* WHAT THIS TASK INVOLVES *
Copy the line with "### Changes" and all lines following it through the last line of the entries, exactly as written.
=====
PR #2579, opened 2025-04-04
Replace os.ReadDir with afero.ReadDir for consistency

joe-ton:
### Motivation
Replace `os.ReadDir` with `afero.ReadDir` to consistently leverage afero's filesystem abstraction.

### Changes
- **Only** replaced `os.ReadDir(src)` → `afero.ReadDir(fs, src)`.

### Impact
- Minimal, no behavioral changes.

### Compatibility
- Fully backward compatible.

### DIFF
--- a/internal/file/copy.go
=====
* SOLVED EXERCISE *
### Changes
- **Only** replaced `os.ReadDir(src)` → `afero.ReadDir(fs, src)`.

### Impact
- Minimal, no behavioral changes.

### Compatibility
- Fully backward compatible.

### DIFF
--- a/internal/file/copy.go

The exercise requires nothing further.